Die Untersuchungsergebnisse sprechen für sich
Als die Untersuchungsergebnisse vorlagen, wurden die Landwirt:innen zur „Übergabsversammlung“ eingeladen. Dabei wurden die schriftlichen Ergebnisse ausgeteilt, von Expert:innen der Landwirtschaftskammer gab es eine Interpretation dieser Ergebnisse, gefolgt von einer Erklärung zur darauf aufbauenden Düngeempfehlungen. Fragen wurden gestellt und beantwortet. Zum Schluss wurde noch eine Beratung für betriebsspezifische Fragestellungen angeboten, die sehr gerne von zahlreichen Teilnehmer:innen angenommen wurde. So auch von einem älteren Herrn. Dieser hatte aber nicht wie die anderen eine brennende Frage auf den Lippen, sondern seine Erlebnisse zur Düngerausbringung damals aus Kinderzeiten zu berichten.
© Franz Gleiß/LK NÖ Düngerausbringung anno dazumal
Zuerst zeigte der Herr seine Bodenuntersuchungsergebnisse. Es waren mehrere Weingärten. Die Standorte waren mehr als notwendig versorgt mit Phosphor und Kalium (Gehaltsklasse E), die aktuelle Düngeempfehlung des Beraters lag somit bei null. Dann begann der ältere Herr zu erzählen „es muss in den 1950er Jahren gewesen sein. Wir hatten schon einen Traktor, aber noch keinen Düngerstreuer. Der Mineraldünger lag auf einem kleinen Anhänger, gezogen vom Traktor, den ich als Bub lenkte. Am Anhänger stand mein Vater und streute den Dünger mit einer Schaufel in die Weingärten. Damals war der Dünger sehr günstig, und es gab zusätzlich eine staatliche Förderung zum Mineraldüngerkauf. Schließlich gab es damals nur ein Ziel: produzieren, produzieren und noch einmal produzieren. Der Mangel an Speis und Trank war damals noch gegenwärtiger als die ausreichende Versorgung.“
Ziel des Düngereinsatzes in den 1950er Jahren
Der gute Mann beschrieb also eine zum damaligen Zeitpunkt der Bodenuntersuchungsaktion etwa 50 Jahre alte Sichtweise und Einstellung zur Verwendung von Phosphor- und Kalimineraldüngern. Es gab damals genau ein Ziel, nämlich die Produktion zu steigern. Dieses Ziel wurde bereits wenige Jahre bis Jahrzehnte später erreicht. Ab diesem Zeitpunkt überstieg die landwirtschaftliche Produktion in vielen Bereichen bereits den Inlandsbedarf. Deshalb wurden die staatlichen Hilfen für die Landwirtschaft nicht mehr für die Bezuschussung zum Düngerkauf aufgewendet, sondern flossen in die Exportstützung.

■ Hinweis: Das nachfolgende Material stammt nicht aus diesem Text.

PR #483, opened 2024-02-28
feat: fallback to NoopProvider if we run into OOM [2/3]

kirillzyusko:
### Details

This is a second PR in chain of multiple PRs. In this PR I added:
- `name` property to all providers (used in logger if we ran into OOM);
- added `NoopProvider` that is used as a fallback one when OOM happens;
- added `tryOrDegradePerformance` function that attempt to perform operation and in case of specific error substitutes the storage to a fallback one;

### Related Issues

### Automated Tests

### Manual Tests

### Author Checklist

    - [x] Android / native
    - [x] Android / Chrome
    - [x] iOS / native
    - [x] iOS / Safari
    - [x] MacOS / Chrome / Safari
    - [x] MacOS / Desktop

### Screenshots/Videos
<details>

</details>

<details>

</details>

<details>

</details>

<details>

</details>

<details>

</details>

<details>

</details>


kirillzyusko:
@danieldoglas @tgolen tagging you again - this PR is ready for review 😊

lib/storage/index.ts
```diff
@@ -22,112 +61,121 @@ const Storage: Storage = {
      * and enables fallback providers if necessary
      */
     init() {
-        provider.init();
+        tryOrDegradePerformance(() => {
+            provider.init();
+        }).finally(() => {
```
tgolen, line 66:
```suggestion
        tryOrDegradePerformance(provider.init).finally(() => {
```
Is it OK to simplify this?

lib/storage/index.ts
```diff
@@ -1,13 +1,52 @@
...
+            } catch (error) {
+                // Test for known critical errors that the storage provider throws, e.g. when storage is full
+                if (error instanceof Error) {
+                    // IndexedDB error when storage is full (https://github.com/Expensify/App/issues/29403)
+                    if (error.message.includes('Internal error opening backing store for indexedDB.open')) {
+                        degradePerformance(error);
+                    }
+                }
+
+                reject(error);
```
tgolen, line 45: It doesn't every look like anything is using this rejection. If so, maybe it should be removed?

tgolen (changes requested):
Thanks for the ping! I was waiting for the rebase.

lib/storage/index.ts
kirillzyusko: @tgolen I think no, it's better to have it here

The function `tryOrDegradePerformance` just acts as an interceptor - it simply executes the function and in case of a specific exception just substitues a provider. And when we develop such generic functions it's important to propagate exceptions further.

And this function keeps full backward compatibility - if `getItem` or any other function would throw exception before, then it would be thrown further (and potentially we may have a code that handles these errors). So I'd like to keep this line and propagate exceptions and don't silently swallow them.

kirillzyusko:
@tgolen may I ask you to review it again? 👀

lib/storage/index.ts
```diff
@@ -1,13 +1,52 @@
...
 let shouldKeepInstancesSync = false;
+let finishInitalization: (value?: unknown) => void;
+const initPromise = new Promise((resolve) => {
+    finishInitalization = resolve;
+});
 
 type Storage = {
     getStorageProvider: () => StorageProvider;
-} & StorageProvider;
+} & Omit<StorageProvider, 'name'>;
```
danieldoglas, line 17: Why are we omititng the name here?

lib/storage/index.ts
```diff
@@ -1,13 +1,52 @@
...
+
+/**
+ * Degrade performance by removing the storage provider and only using cache
+ */
+function degradePerformance(error: Error) {
+    Logger.logAlert(`Error while using ${provider.name}. Falling back to only using cache and dropping storage.`);
```
danieldoglas, line 23: Just to confirm, starting from here, the app won't actually update anything based on what the user received, and the data will always be stale, right?

lib/storage/index.ts
kirillzyusko: @danieldoglas `StorageProvider` contains `name` property because this property is used in logger (to know which provider threw the error).

And `Storage` acts as a gate, i. e. underhood this class/object can substitute internal providers, but the gateway will be always the same. So I thought it senseless to have this property on a gateway level 🤷‍♂️

lib/storage/index.ts
kirillzyusko: > Just to confirm, starting from here, the app won't actually update anything based on what the user received, and the data will always be stale, right?

@danieldoglas Yes, in case of error (out-of-memory) we will not store anything and the data will be always stale

danieldoglas (dismissed):
LGTM

tgolen (approved):

blazejkustra:
Can't we just remove `setMemoryOnlyKeys` from react-native-onyx? I think it serves no purpose in the app:
image

☝️ All these are just empty functions.

Only this part is relevant:
```ts
/**
 * When set these keys will not be persisted to storage
 * @param {string[]} keyList
 */
function setMemoryOnlyKeys(keyList) {
    // When in memory only mode for certain keys we do not want to ever drop items from the cache as the user will have no way to recover them again via storage.
    cache.setRecentKeysLimit(Infinity);
}
```

cc @tgolen @kirillzyusko

kirillzyusko:
Good point @blazejkustra 

@tgolen will be happy to hear your thoughts 😊

tgolen:
I think it's OK to remove at this point. It has a little bit of complex history. We used to use it, but it was never fully implemented either. https://github.com/Expensify/App/issues/26304

Let's just kill it 🔪

blazejkustra:
Do I have a green light to remove `Onyx.setMemoryOnlyKeys` method as well?

tgolen:
Yep!

tgolen:
Actually, no... sorry. I should have checked App first. It's still being referenced in App. So we need to remove those first.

EU-Beitritt bringt Änderungen
Der EU-Beitritt brachte das Ziel mit sich, Produktionsüberschüsse zu reduzieren. So wurden dann beispielsweise Zahlungen an die Stilllegung von Ackerflächen geknüpft. Für die Stilllegung gab es ab 1995 zwei Möglichkeiten: die Rotationsbrache oder die Dauerbrache. Für den Weinbau gab es die ÖPUL-Maßnahme „Integrierte Produktion im Weinbau“, diese Maßnahme enthielt unter anderen Einschränkungen bei der Düngung von Stickstoff, Phosphor und Kalium. Mit anderen Worten: Diese Umweltprämien waren an die Zurückhaltung beim Düngen geknüpft.
Ab Anfang der 1970er-Jahre erreichte der Mineraldüngeraufwand je Hektar bis in die Mitte der 1980er-Jahre seinen Höhepunkt, lediglich der sogenannten „Ölpreisschock“ sorgte für einen deutlichen Absatzrückgang.

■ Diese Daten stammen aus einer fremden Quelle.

PR #485, opened 2024-02-29
feat: fallback to `NoopProvider` if OOM happens

kirillzyusko:
### Details

This PR accumulates al changes from https://github.com/Expensify/react-native-onyx/pull/483 and https://github.com/Expensify/react-native-onyx/pull/475 and adds a usage of `MemoryOnlyProvider` in unit-tests.

Originally https://github.com/Expensify/react-native-onyx/pull/483 and https://github.com/Expensify/react-native-onyx/pull/475 were reverted - in this PR I added fixes:
- https://github.com/Expensify/react-native-onyx/pull/485/commits/c461b993af46703fa03006a3bef1750a5db592e6 <- fixes a crash when `this` is `undefined` (which prevented a synchronization between tabs).
- https://github.com/Expensify/react-native-onyx/pull/485/commits/42c42eac988f17760ada9518534f3f390965ed92 <- fixes infinite initialization

In this PR I added [1/3]:
- all calls to providers are managed via additional `Storage` layer (in future this layer will intercept errors and will substitute provider to InMemory);
- synchronization between tabs is not a responsibility of provider anymore - now it's handled in separate `InstanceSync` class/object - such approach allows us to avoid code duplication if we add `InMemory` provider on web;
- all providers are initialized lazily (all providers got a new `init` method);

In this PR I added [2/3]:
- `name` property to all providers (used in logger if we ran into OOM);
- added `NoopProvider` that is used as a fallback one when OOM happens;
- added `tryOrDegradePerformance` function that attempt to perform operation and in case of specific error substitutes the storage to a fallback one;

In this PR I added [3/3]:
- `MemoryOnlyProvider` implementation that stores all info in memory;
- re-worked mocks and used `MemoryOnlyProvider` there;

### Related Issues

### Automated Tests

### Manual Tests

### Author Checklist

    - [x] Android / native
    - [x] Android / Chrome
    - [x] iOS / native
    - [x] iOS / Safari
    - [x] MacOS / Chrome / Safari
    - [x] MacOS / Desktop

### Screenshots/Videos
<details>

</details>

<details>

</details>

<details>

</details>

<details>

</details>

<details>

</details>

<details>

</details>


hayata-suenaga:
@marcaaron @tgolen I assigned you as you were reviewer of the closed PR and because you're familiar with the Onyx library

kirillzyusko:
It's not needed to review now, because it contains changes from part 2. Let's review & merge part 2 and after that I'll rebase this Pr and we can review it 👀

kirillzyusko:
@danieldoglas @tgolen this PR is ready for review 😊

lib/storage/providers/MemoryOnlyProvider.ts
```diff
@@ -0,0 +1,144 @@
...
+     */
+    getAllKeys() {
+        return Promise.resolve(_.keys(store));
+    },
+
+    /**
+     * Gets the total bytes of the store.
+     * `bytesRemaining` will always be `Number.POSITIVE_INFINITY` since we don't have a hard limit on memory.
+     */
+    getDatabaseSize() {
```
hayata-suenaga, line 132: why do we need to measure the database size?

lib/storage/providers/MemoryOnlyProvider.ts
```diff
@@ -0,0 +1,144 @@
...
+
+        return Promise.resolve([]);
+    },
+
+    /**
+     * Remove given key and it's value from memory
+     */
+    removeItem(key) {
+        delete store[key];
+        return Promise.resolve();
```
tgolen, line 95: Should this resolve with `null` like `getItem()`?

lib/storage/providers/MemoryOnlyProvider.ts
```diff
@@ -0,0 +1,144 @@
...
+
+    /**
+     * Clear everything from memory
+     */
+    clear() {
+        store = {};
+        return Promise.resolve();
+    },
+
+    // This is a noop for now in order to keep clients from crashing see https://github.com/Expensify/Expensify/issues/312438
```
tgolen, line 116:
```suggestion
    /*
     * Since this is an in-memory only provider, nothing special needs to happen here and it can just be a noop
     */
```

tgolen (changes requested):

lib/storage/providers/MemoryOnlyProvider.ts
marcaaron: We added this for logging purposes. It only gets used when we encounter an error so we probably don't need this. In theory, the `MemoryOnlyProvider` should never fail or throw any errors (at least doesn't look like it can).

marcaaron: See: https://github.com/Expensify/react-native-onyx/blob/69b2d5973b4aef19ce783440df55dedb30d4efd2/lib/Onyx.js#L1037-L1045

And: https://github.com/Expensify/react-native-onyx/blob/69b2d5973b4aef19ce783440df55dedb30d4efd2/lib/Onyx.js#L1069-L1078

marcaaron (approved):
Changes LGTM - I agree with @hayata-suenaga that we do not need to measure the size of the store (or at least can't think of any useful reason to do it).

lib/storage/providers/MemoryOnlyProvider.ts
kirillzyusko: Corrected 🙌

kirillzyusko:
> I agree with @hayata-suenaga that we do not need to measure the size of the store (or at least can't think of any useful reason to do it).

@marcaaron so do you want to return a mocked value from `getDatabaseSize` without `object-sizeof` usage?

lib/storage/providers/MemoryOnlyProvider.ts
tgolen: OK, great! That sounds fine as long as that's what's happening in the other providers. Also, I just checked and I can't find any uses of `.remove()` in Expensify/App and it looks like this method is only used internally.

tgolen (approved):

lib/storage/providers/MemoryOnlyProvider.ts
hayata-suenaga: ah I can see from the code that it's only used in a very rare case. Thank you so much for the explanation!

hayata-suenaga (dismissed):
the code looks good to me

there is [a pending question](https://github.com/Expensify/react-native-onyx/pull/485#issuecomment-1978669078)

danieldoglas (approved):

marcaaron:
>@marcaaron so do you want to return a mocked value from getDatabaseSize without object-sizeof usage?

yeah, it does not need to be accurate so I'd rather not add a dependency if we don't need one.

kirillzyusko:
> yeah, it does not need to be accurate so I'd rather not add a dependency if we don't need one.

@marcaaron okay, make sense - I'll remove it 🙌

marcaaron (approved):

kirillzyusko:
@tgolen @hayata-suenaga I think it's ready for second review. I wasn't able to reproduce https://github.com/Expensify/App/issues/37752 since I think it's only possible in staging env?

I checked a code that responsible for synchronization - found and fixed there an issue. Checked how synchronization code works and it seems like it works okay.

If you have any suggestions which other local tests I need to perform in order not to introduce regressions - please tell me, I'll be happy to perform these tests 😊

tgolen (approved):
Great, thanks for squashing this all together. To help protect against regressions, I suggest the following:

- Create a PR on E/App that points to this branch (ie. the last commit like I did [here](https://github.com/Expensify/App/pull/37804/files))
- Request from our @appdeployers team on Slack to create an Ad-Hoc build for the E/App PR
- Then we can request for QA to do a full regression test on that ad-hoc build

That will allow us to find any possible regressions before committing to merge this PR.

hayata-suenaga (dismissed):
the test plan sounds good 👍

lib/storage/index.ts
```diff
@@ -1,3 +1,185 @@
...
+        promise.then(() => {
+            try {
+                resolve(fn());
+            } catch (error) {
+                // Test for known critical errors that the storage provider throws, e.g. when storage is full
+                if (error instanceof Error) {
+                    // IndexedDB error when storage is full (https://github.com/Expensify/App/issues/29403)
+                    if (error.message.includes('Internal error opening backing store for indexedDB.open')) {
+                        degradePerformance(error);
+                    }
```
marcaaron, line 44: Should we also catch the error we are explicitly throwing here?

https://github.com/Expensify/react-native-onyx/blob/3df4fef6d78fbb8a986304e071403f7a9d8418c4/lib/storage/providers/IDBKeyValProvider.ts#L22

kirillzyusko: @marcaaron good catch! Yes, since we can not open a connection to DB, so all calls to set/get/remove will throw exceptions.

So for me it makes sense to substitute a storage in order not to crash the app 👍

lib/storage/index.ts
```diff
@@ -1,3 +1,190 @@
...
+    getStorageProvider: () => StorageProvider;
+} & Omit<StorageProvider, 'name'>;
+
+/**
+ * Degrade performance by removing the storage provider and only using cache
+ */
+function degradePerformance(error: Error) {
+    Logger.logAlert(`Error while using ${provider.name}. Falling back to only using cache and dropping storage.`);
+    console.error(error);
+    provider = NoopProvider;
```
kirillzyusko, line 25: @tgolen @marcaaron also a question about this - do we want to fallback to `NoopProvider` (does nothing) or to `MemoryProvider` stores all data in RAM?

tgolen: I think the memory provider would be better. That's what the log message assumes.

tgolen:
I got word from QA this morning that they have begun testing the E/App PR. They will report any bugs they find on that PR and we can triage them from there.

kirillzyusko:
@mountiny @tgolen just a friendly ping to check the status of this PR 👀 

I think QA have tested and didn't find anything new (only old issues that can be reproduced in any preview deploys - CORS issues).

Just curious whether it can this PR be merged or not?

tgolen (approved):

tgolen:
OK, I took one last look at the code and it looks good to me. I'm glad QA hasn't found any more issues with this and sounds like it's ready to be released. 

@marcaaron @danieldoglas @hayata-suenaga I wouldn't mind having at least one more approval before merging this. Would one of you like the honors?

hayata-suenaga:
thank you for the review, Tim! Unfortunately, I don't have time to go over the code again, so I'd wait for Daniel or Marc 😄

marcaaron:
Sure, taking a look!

lib/storage/index.ts
```diff
@@ -1,3 +1,187 @@
...
+
+type Storage = {
+    getStorageProvider: () => StorageProvider;
+} & Omit<StorageProvider, 'name'>;
+
+/**
+ * Degrade performance by removing the storage provider and only using cache
+ */
+function degradePerformance(error: Error) {
+    Logger.logAlert(`Error while using ${provider.name}. Falling back to only using cache and dropping storage.`);
```
marcaaron, line 23: NAB, it would be useful to log the error message as well. Without knowing anything about _why_ we fell back to using the cache this alert is not really actionable.

marcaaron (approved):
I have a small note. I am not sure if it's worth blocking on and this PR has been open for quite a while so suggesting a follow up to address it instead.

lib/storage/index.ts
tgolen: I always got tripped up on this too, but it is logged on the very next line 😁

tgolen: Oh, but maybe you mean to send the error as part of `logAlert()`?

marcaaron: Yep! That's what I meant. I do see the `console.error()` which is local (good) but might be desirable to have server logs. 

I backpedaled here because I'm not sure if we are going to be tracking the frequency of these errors or doing anything about them.

That said, I also wonder if logging alert will lead to issues that nobody can action... I am not sure if the JS logs create issues or not. Maybe they should and if so - this could probably be a `hmmm()`.

kirillzyusko: @tgolen @marcaaron should I do these changes in follow up PR? 👀

tgolen: Yeah, I think it would probably be good to change this to a `hmmm()` and also log the specific error. It would sure be nice to look at server logs to determine _IF_ the fallback is happening and also _WHY_.

kirillzyusko: @tgolen make sense! I've created a follow up PR: https://github.com/Expensify/react-native-onyx/pull/524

Wohin wird sich die Düngung entwickeln?
Seit Mitte der 1980er-Jahre geht der Nährstoffeintrag über Mineraldünger im Durchschnitt je Hektar landwirtschaftlicher Nutzfläche deutlich zurück. Zunehmende Genauigkeiten hinsichtlich Düngerbemessung und Düngerverteilung werden erwartet – Stichwort: Teilflächenspezifische Düngung. Da entwickeln sich aktuell interessante Ansätze. Ebenso werden kommende Maßnahmen zur Verringerung des Ausstoßes von Treibhausgasen Auswirkungen auf den Düngungsbereich haben, schließlich ist die Erzeugung von Stickstoffmineraldüngern mit einem deutlichen Energieaufwand verbunden.